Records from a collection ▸
Issue #11853, opened 2026-05-03
Unix Domain Socket


tomas-langer:
This is an epic to resolve Unix Domain Socket (UDS) issues in Helidon

All of these fixes must be ported to `main`

- [x] UDS client TLS handshake can block indefinitely (fixed on `main` by #11930)
- [x] UDS client TLS failure can leave the channel open (fixed on `main` by #11930)
- [x] UDS client docs do not describe transport semantics (fixed on `main` by #11930)
- [x] UDS test module has bad artifact id (typo) (fixed on `main` by #11930)

tomas-langer:
All the issues are now resolved.

PR #11871, opened 2026-05-06
Fix WebServer TLS over Unix domain sockets (4.x)

### LINKED ISSUE #11845: WebServer TLS over Unix domain sockets fix (4.x)
## Summary

Backport the WebServer TLS-over-Unix-domain-socket fix to `helidon-4.x`.

Source issue: #11844

The same server-side TLS setup bug is present on `origin/helidon-4.x`: the NIO TLS path calls `SocketChannel.socket().getRemoteSocketAddress()` before creating the server `SSLEngine`. That works for Internet socket channels, but `SocketChannel.socket()` is unsupported for Unix-domain socket channels.

## Evidence

On `origin/helidon-4.x`:

- `webserver/webserver/src/main/java/io/helidon/webserver/ConnectionHandler.java:283-291`

  ```java
  private HelidonSocket createNioSocket(Tls tls, SocketChannel channel, String channelId) {
      if (tls.enabled()) {
          var address = channel.socket().getRemoteSocketAddress();

          SSLEngine engine;
          if (address instanceof InetSocketAddress isa) {
              engine = tls.sslContext().createSSLEngine(isa.getHostName(), isa.getPort());
          } else {
              engine = tls.sslContext().createSSLEngine();
          }
  ```

- `webserver/tests/unix-domain-socket` currently has only the plain Unix-domain socket test and no TLS UDS regression coverage or TLS test resources.

## Expected behavior

TLS-enabled Unix-domain socket listeners should accept and serve HTTPS requests over UDS. The server-side TLS path should only use host/port peer information when the channel remote address is an `InetSocketAddress`; Unix-domain channels should use an address-less server `SSLEngine`.

## Suggested fix

Backport the 27.x fix: use `SocketChannel.getRemoteAddress()` in the NIO TLS path and create the host/port `SSLEngine` only for `InetSocketAddress`. For other socket address types, create the engine without peer host/port.

Add focused coverage under `webserver/tests/unix-domain-socket` with TLS cert/key resources. At minimum, cover a TLS-enabled Unix-domain WebServer serving a request over UDS.

tomas-langer:
Resolves #11845

Fixes TLS handling for WebServer Unix-domain-socket listeners by avoiding TCP-only peer lookup in the NIO TLS path. Adds the minimal WebClient UDS TLS support needed for the regression coverage, including logical TLS peer handling, ALPN, handshake timeout cleanup, and UDS-aware connection keys for HTTP/1, HTTP/2, generic WebClient, and gRPC.

Also corrects the Unix-domain-socket test module artifact id tracked under #11853.

There will be a follow up set of PRs to resolve all the client UDS issues, so please do not report them - I already know.


webclient/api/src/main/java/io/helidon/webclient/api/ClientRequest.java
```diff
@@ -95,6 +95,10 @@ default T path(String uri) {
      * Socket address to use. This can be used to connect to a UNIX domain socket.
      * Note that if UNIX domain socket address is configured, all other address configuration is ignored.
      * This includes if it is configured as a base address on the client.
+     * <p>
+     * The socket address overrides the physical transport only. The request URI, resolved against the client base URI,
```
danielkec, line 99: This contract is not true yet: `ClientRequestBase.address(UnixDomainSocketAddress)` still rewrites the logical URI to `localhost:0`, so Host/SNI/cache keys use the wrong authority. Preserve `clientUri` for UDS and store only the socket address as the transport override.

webserver/tests/unix-domain-socket/src/test/java/io/helidon/webserver/tests/unix/domain/socket/UnixDomainSocketTest.java
```diff
@@ -83,4 +95,240 @@ public void test() {
...
+        WebServer server = startTlsServer(address, "Hello Secure World!", "Hello Secure HTTP/2!");
+        WebClient webClient = WebClient.builder()
+                .shareConnectionCache(false)
+                .protocolPreference(List.of(Http2Client.PROTOCOL_ID, Http1Client.PROTOCOL_ID))
+                .baseUri("https://localhost")
+                .tls(clientTls())
+                .build();
+        Http1Client http1Client = Http1Client.builder()
+                .shareConnectionCache(false)
+                .baseUri("https://localhost")
```
danielkec, line 113: This only covers `localhost`, which hides the UDS authority rewrite. Add a non-localhost logical authority/certificate case, such as `https://service.example` over UDS, to verify Host/SNI/cache keys stay logical while transport uses the socket path.

common/task/src/main/java/module-info.java
```diff
@@ -19,6 +19,8 @@
  */
 module io.helidon.common.task {
 
+    requires io.helidon.common;
```
danielkec, line 22: `io.helidon.common` appears to be used only for the class-retention `@Api.Internal` annotation on `DeadlineGuard`; can this be `requires static io.helidon.common` with an optional Maven dependency to avoid adding a runtime dependency to `common-task`?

To do ▸
Each of the records should be written out precisely as given.

Output ▸
Issue #11853, opened 2026-05-03
Unix Domain Socket


tomas-langer:
This is an epic to resolve Unix Domain Socket (UDS) issues in Helidon

All of these fixes must be ported to `main`

- [x] UDS client TLS handshake can block indefinitely (fixed on `main` by #11930)
- [x] UDS client TLS failure can leave the channel open (fixed on `main` by #11930)
- [x] UDS client docs do not describe transport semantics (fixed on `main` by #11930)
- [x] UDS test module has bad artifact id (typo) (fixed on `main` by #11930)

tomas-langer:
All the issues are now resolved.

PR #11871, opened 2026-05-06
Fix WebServer TLS over Unix domain sockets (4.x)

### LINKED ISSUE #11845: WebServer TLS over Unix domain sockets fix (4.x)
## Summary

Backport the WebServer TLS-over-Unix-domain-socket fix to `helidon-4.x`.

Source issue: #11844

The same server-side TLS setup bug is present on `origin/helidon-4.x`: the NIO TLS path calls `SocketChannel.socket().getRemoteSocketAddress()` before creating the server `SSLEngine`. That works for Internet socket channels, but `SocketChannel.socket()` is unsupported for Unix-domain socket channels.

## Evidence

On `origin/helidon-4.x`:

- `webserver/webserver/src/main/java/io/helidon/webserver/ConnectionHandler.java:283-291`

  ```java
  private HelidonSocket createNioSocket(Tls tls, SocketChannel channel, String channelId) {
      if (tls.enabled()) {
          var address = channel.socket().getRemoteSocketAddress();

          SSLEngine engine;
          if (address instanceof InetSocketAddress isa) {
              engine = tls.sslContext().createSSLEngine(isa.getHostName(), isa.getPort());
          } else {
              engine = tls.sslContext().createSSLEngine();
          }
  ```

- `webserver/tests/unix-domain-socket` currently has only the plain Unix-domain socket test and no TLS UDS regression coverage or TLS test resources.

## Expected behavior

TLS-enabled Unix-domain socket listeners should accept and serve HTTPS requests over UDS. The server-side TLS path should only use host/port peer information when the channel remote address is an `InetSocketAddress`; Unix-domain channels should use an address-less server `SSLEngine`.

## Suggested fix

Backport the 27.x fix: use `SocketChannel.getRemoteAddress()` in the NIO TLS path and create the host/port `SSLEngine` only for `InetSocketAddress`. For other socket address types, create the engine without peer host/port.

Add focused coverage under `webserver/tests/unix-domain-socket` with TLS cert/key resources. At minimum, cover a TLS-enabled Unix-domain WebServer serving a request over UDS.

tomas-langer:
Resolves #11845

Fixes TLS handling for WebServer Unix-domain-socket listeners by avoiding TCP-only peer lookup in the NIO TLS path. Adds the minimal WebClient UDS TLS support needed for the regression coverage, including logical TLS peer handling, ALPN, handshake timeout cleanup, and UDS-aware connection keys for HTTP/1, HTTP/2, generic WebClient, and gRPC.

Also corrects the Unix-domain-socket test module artifact id tracked under #11853.

There will be a follow up set of PRs to resolve all the client UDS issues, so please do not report them - I already know.


webclient/api/src/main/java/io/helidon/webclient/api/ClientRequest.java
```diff
@@ -95,6 +95,10 @@ default T path(String uri) {
      * Socket address to use. This can be used to connect to a UNIX domain socket.
      * Note that if UNIX domain socket address is configured, all other address configuration is ignored.
      * This includes if it is configured as a base address on the client.
+     * <p>
+     * The socket address overrides the physical transport only. The request URI, resolved against the client base URI,
```
danielkec, line 99: This contract is not true yet: `ClientRequestBase.address(UnixDomainSocketAddress)` still rewrites the logical URI to `localhost:0`, so Host/SNI/cache keys use the wrong authority. Preserve `clientUri` for UDS and store only the socket address as the transport override.

webserver/tests/unix-domain-socket/src/test/java/io/helidon/webserver/tests/unix/domain/socket/UnixDomainSocketTest.java
```diff
@@ -83,4 +95,240 @@ public void test() {
...
+        WebServer server = startTlsServer(address, "Hello Secure World!", "Hello Secure HTTP/2!");
+        WebClient webClient = WebClient.builder()
+                .shareConnectionCache(false)
+                .protocolPreference(List.of(Http2Client.PROTOCOL_ID, Http1Client.PROTOCOL_ID))
+                .baseUri("https://localhost")
+                .tls(clientTls())
+                .build();
+        Http1Client http1Client = Http1Client.builder()
+                .shareConnectionCache(false)
+                .baseUri("https://localhost")
```
danielkec, line 113: This only covers `localhost`, which hides the UDS authority rewrite. Add a non-localhost logical authority/certificate case, such as `https://service.example` over UDS, to verify Host/SNI/cache keys stay logical while transport uses the socket path.

common/task/src/main/java/module-info.java
```diff
@@ -19,6 +19,8 @@
  */
 module io.helidon.common.task {
 
+    requires io.helidon.common;
```
danielkec, line 22: `io.helidon.common` appears to be used only for the class-retention `@Api.Internal` annotation on `DeadlineGuard`; can this be `requires static io.helidon.common` with an optional Maven dependency to avoid adding a runtime dependency to `common-task`?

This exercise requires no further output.